PR #215, opened 2017-08-09
Change from optional methods to method overloading

zhenlineo:
Made API class to have method overloading without changing the original method meaning.


ali-ince (approved):
changes look fine!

........

[Problem statement]:
One number only, please: the count of lines in the data that hold the word "method".

[Written answer]:
2